- Problem to solve -
Copy out the records below exactly as they appear.

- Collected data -
-- -- --

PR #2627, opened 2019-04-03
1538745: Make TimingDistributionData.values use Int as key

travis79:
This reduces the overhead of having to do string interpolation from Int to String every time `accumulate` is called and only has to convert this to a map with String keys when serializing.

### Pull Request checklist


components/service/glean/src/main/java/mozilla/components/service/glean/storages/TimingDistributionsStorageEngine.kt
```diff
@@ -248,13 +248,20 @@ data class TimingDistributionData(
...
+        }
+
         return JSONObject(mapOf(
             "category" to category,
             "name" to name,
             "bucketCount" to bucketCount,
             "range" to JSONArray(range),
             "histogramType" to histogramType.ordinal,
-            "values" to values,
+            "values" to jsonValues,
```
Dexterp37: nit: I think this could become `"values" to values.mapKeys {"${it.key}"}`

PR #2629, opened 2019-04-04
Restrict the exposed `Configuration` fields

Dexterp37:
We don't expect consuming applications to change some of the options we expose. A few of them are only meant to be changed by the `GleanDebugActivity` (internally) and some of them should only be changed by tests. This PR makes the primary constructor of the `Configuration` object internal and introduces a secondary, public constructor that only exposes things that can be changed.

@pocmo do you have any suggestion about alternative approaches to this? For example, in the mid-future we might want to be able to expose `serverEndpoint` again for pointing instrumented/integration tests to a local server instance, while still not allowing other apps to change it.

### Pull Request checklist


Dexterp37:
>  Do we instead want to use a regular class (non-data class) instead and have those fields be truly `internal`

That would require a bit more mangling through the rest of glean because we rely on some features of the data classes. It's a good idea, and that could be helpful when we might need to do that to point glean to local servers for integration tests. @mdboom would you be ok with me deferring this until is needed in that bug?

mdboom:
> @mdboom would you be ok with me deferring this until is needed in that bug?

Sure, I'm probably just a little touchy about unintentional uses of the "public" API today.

-- -- --

- Solved problem -
PR #2627, opened 2019-04-03
1538745: Make TimingDistributionData.values use Int as key

travis79:
This reduces the overhead of having to do string interpolation from Int to String every time `accumulate` is called and only has to convert this to a map with String keys when serializing.

### Pull Request checklist


components/service/glean/src/main/java/mozilla/components/service/glean/storages/TimingDistributionsStorageEngine.kt
```diff
@@ -248,13 +248,20 @@ data class TimingDistributionData(
...
+        }
+
         return JSONObject(mapOf(
             "category" to category,
             "name" to name,
             "bucketCount" to bucketCount,
             "range" to JSONArray(range),
             "histogramType" to histogramType.ordinal,
-            "values" to values,
+            "values" to jsonValues,
```
Dexterp37: nit: I think this could become `"values" to values.mapKeys {"${it.key}"}`

PR #2629, opened 2019-04-04
Restrict the exposed `Configuration` fields

Dexterp37:
We don't expect consuming applications to change some of the options we expose. A few of them are only meant to be changed by the `GleanDebugActivity` (internally) and some of them should only be changed by tests. This PR makes the primary constructor of the `Configuration` object internal and introduces a secondary, public constructor that only exposes things that can be changed.

@pocmo do you have any suggestion about alternative approaches to this? For example, in the mid-future we might want to be able to expose `serverEndpoint` again for pointing instrumented/integration tests to a local server instance, while still not allowing other apps to change it.

### Pull Request checklist


Dexterp37:
>  Do we instead want to use a regular class (non-data class) instead and have those fields be truly `internal`

That would require a bit more mangling through the rest of glean because we rely on some features of the data classes. It's a good idea, and that could be helpful when we might need to do that to point glean to local servers for integration tests. @mdboom would you be ok with me deferring this until is needed in that bug?

mdboom:
> @mdboom would you be ok with me deferring this until is needed in that bug?

Sure, I'm probably just a little touchy about unintentional uses of the "public" API today.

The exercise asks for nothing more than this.